*What is being asked*:
In the listing below, find the line with "## The change", then repeat exactly every line from the top through that one.

*Source material*:
★ ★ ★ ★

PR #1213, opened 2026-09-22
skills(malloy-analysis): a description that gets the skill opened

jswir:
Stacked on #1211. One line changed in `skills/malloy-analysis/SKILL.md`, plus the regenerated bundle.

## The problem

Claude Code puts every skill's **name and description** in the prompt, but loads the **body** only when the agent invokes the skill. So the description decides whether the rest of the file is ever read.

On a 79-question eval over a Malloy semantic model, `malloy-analysis` was opened on 8% of answering attempts. Opus opened it on **none of 79**. Everything in the skill was reaching almost none of the work.

The shipped description says what the skill *is*:

> The workflow for answering a data question over a Malloy semantic model - a metric, breakdown, trend or chart - from get_context discovery through execute_query to verified delivery.

An agent that already knows how to answer a data question has no reason to open that.

## The change

> Read before your first get_context call on any business or data question. The required workflow, not background: which source, which rows, how to verify. Skipping it causes confident wrong answers.

Each clause does one job:

- **When** — "before your first get_context call" ties it to a step in the agent's own loop, not a topic.
- **Which questions** — "business or data question". The eval's prompt asks a *business* question; the old wording only matched *data* questions.
- **Status** — "the required workflow, not background".
- **What's inside** — the three things the agent can't guess: which source, which rows, how to verify.
- **Cost of skipping** — "confident wrong answers".

197 characters, inside the 200 that `manifest.spec.ts` allows.

## Measured

15 questions from an eval set over the `agent_analytics` package. Medium effort, same questions, same judge. Only the description differs.

| description | Opus opened skill | Sonnet opened skill |
|---|---|---|
| shipped (182 chars) | 0 / 15 | 3 / 15 |
| "status" only (174) | 6 / 15 | 15 / 15 |
| "contents" only (183) | 5 / 15 | 15 / 15 |
| **this PR (197)** | **11 / 15** (run twice: 11, 11) | **15 / 15** |

Keeping only some of the clauses fixed Sonnet but left Opus under half. Keeping all of them, plus the "business" wording, took Opus to about three in four, the same in both runs.

## What this does not claim

It gets the skill **read**. It does not, on this evidence, make answers **more correct**. Pass counts across these arms moved by a question or two, which is within the run-to-run noise measured on this set. Ship it because a skill should be read, not as a quality fix.

## Two notes for review

- **The value is quoted.** It contains a colon, and the frontmatter test (`frontmatter parses as YAML`) rejects that unquoted. I confirmed with `claude -p --setting-sources project` that the quoted and unquoted forms load as the identical string, so the quoted version is exactly what was measured.
- **The variants were tested on two bases.** The "status" and "contents" variants ran on `main`; the final text ran on this branch, on top of #1211. #1211 changes only skill *bodies*, not any description, so it shouldn't affect whether a skill gets opened.

## Testing

- `packages/skills`: 269 pass, 0 fail
- `packages/server` bundle specs: 18 pass, 0 fail

`docs/agent-skills/authoring-skills.md` already says the description should be "a precise trigger, not a summary." The other skill descriptions may be worth checking against that line; this PR only changes `malloy-analysis`.


girishjeswani (approved):

jswir:
Merged main in (23cfed09). The branch still carried the pre-squash commit of #1211, so main's version now wins for those files and the diff is back to the one description line plus the skills bundle, rebuilt with build_skills_bundle.ts rather than hand-merged. Tests pass: packages/skills (275, including manifest and frontmatter specs), server src/mcp/skills (18), and create-malloy-package skills.spec (6). #1215 is still open, so I parsed the frontmatter with the yaml package directly: the description comes back intact, 197 characters. The version-bump check is left failing on purpose; the bump is deferred to merge time.

Issue #103, opened 2025-05-17
Support mysql connection


aszenz:
Great work on the app, was trying it out, works well, but I'm missing mysql connection support, would be great to add since malloy now supports it quite well

quirkyllama:
MySql supported as of 0.0.75

quirkyllama:
I’ll take a look tomorrow!

quirkyllama:
I integrate the change and confirmed I can connect.
My publisher.connections.json looks like:
 {
        "type": "mysql",
        "name": "mysql",
        "mysqlConnection": {
            "host": XXX
            "port": 3306,
            "database": "mysql",
            "user": "XXX",
            "password": "XXX"
        }
    }

aszenz:
> I integrate the change and confirmed I can connect.
> My publisher.connections.json looks like:
>  {
>         "type": "mysql",
>         "name": "mysql",
>         "mysqlConnection": {
>             "host": XXX
>             "port": 3306,
>             "database": "mysql",
>             "user": "XXX",
>             "password": "XXX"
>         }
>     }
> […](#)

Thanks, seems to be working with new release, i can connect and run queries.

The db connections card is still empty but maybe that's a sep issue.

PR #1214, opened 2026-09-22
docs(skills): stop telling contributors to mirror shared skills into agent-skills

jswir:
Credible now serves every `malloy-*` skill from the published `@malloy-publisher/skills` package (ms2data/service#6226, live in production). This repo is their only copy, so the README instructions to mirror an edit into `ms2data/agent-skills` by hand are now wrong. ms2data/agent-skills#103 deletes the copies on that side.

## Changes

- `skills/README.md`: "Where these come from" now says how a change reaches Credible: publish the package, then bump `skills_version` in service. It says not to open a mirror PR.
- Removed the eval-skill mirroring instructions (record the source SHA, files to delete when mirroring). No Credible manifest lists the eval skills.
- `malloy-dashboards`: Credible's counterpart is now named `credible-dashboards`.
- `AGENTS.md`: "kept in sync with an upstream repo" now names the npm package.

Docs only. `skills/README.md` is excluded from the published tarball, so no skills version bump.


Sha-Bang (approved):
the claims hold — I opened each against the code rather than reading the prose. the routing rule is `agent_skills.py:207` in service (`skill_name == "malloy" or skill_name.startswith("malloy-")`), `skills_version` is the right key in `infrastructure/malloy-versions.json` (`agent_skills_version` is the separate git-tag pin for the Credible half, so naming only `skills_version` here is correct), and "its tests fail on one" is true: I planted a `skills/malloy-sneaky/` directory in ms2data/agent-skills#103 and `test_no_local_malloy_skills` fails on it.

approving. two things, neither blocking.

**follow-up, outside this diff.** `skills/README.md:30` now says nothing reads a `malloy-*` skill from that repo, but `skills/eval-loop/scripts/agent_harness.py:149` still carries an agent-skills mode: `ROLE_MANIFESTS["modeling"] = ("modeling-app", "publisher-local#modeling")`. ms2data/agent-skills#103 deletes `manifests/modeling-app.json`, so from an agent-skills checkout `default_manifest("modeling", ...)` falls through both candidates and returns `"modeling-app"` — a manifest that then exists in neither repo, and `manifest_skills` fails on it. dead path in practice, since the harness only lives here, but it's stale in exactly the direction this PR is cleaning. `platform_target_test.py:220` carries the same assumption in prose ("the `agent-skills` checkout these skills also ship to"). worth a sweep in its own PR rather than widening this one.

**nit.** `skills/README.md:58`, "No Credible manifest lists the eval skills" is true as written — I checked, none of the four do. but "the eval skills" now names two disjoint sets: this repo ships `eval-answer`/`-diagnose`/`-import`/`-improve`/`-judge`/`-loop`/`-report`, and #103 leaves agent-skills with nine `credible-eval-*` skills that share none of those names. one clause saying which set would stop the next reader reconciling them.

not about the content: DCO is red, so this can't merge until the commit carries a sign-off (`git commit --amend -s` and force-push).

jswir:
Thanks — DCO signed off on both commits, and the nit is fixed: the eval paragraph now says the seven here ship nowhere else, and that agent-skills' nine `credible-eval-*` are a different set sharing no name.

On the follow-up: confirmed and out of scope here, agreed. `eval-loop/scripts/agent_harness.py:149` maps `modeling` to `("modeling-app", "publisher-local#modeling")`, and ms2data/agent-skills#103 deletes `manifests/modeling-app.json`, so from an agent-skills checkout both candidates miss and `manifest_skills` fails on a name that then exists in neither repo. `platform_target_test.py:220` carries the same assumption in prose. Its own PR.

★ ★ ★ ★

*Response area*:
PR #1213, opened 2026-09-22
skills(malloy-analysis): a description that gets the skill opened

jswir:
Stacked on #1211. One line changed in `skills/malloy-analysis/SKILL.md`, plus the regenerated bundle.

## The problem

Claude Code puts every skill's **name and description** in the prompt, but loads the **body** only when the agent invokes the skill. So the description decides whether the rest of the file is ever read.

On a 79-question eval over a Malloy semantic model, `malloy-analysis` was opened on 8% of answering attempts. Opus opened it on **none of 79**. Everything in the skill was reaching almost none of the work.

The shipped description says what the skill *is*:

> The workflow for answering a data question over a Malloy semantic model - a metric, breakdown, trend or chart - from get_context discovery through execute_query to verified delivery.

An agent that already knows how to answer a data question has no reason to open that.

## The change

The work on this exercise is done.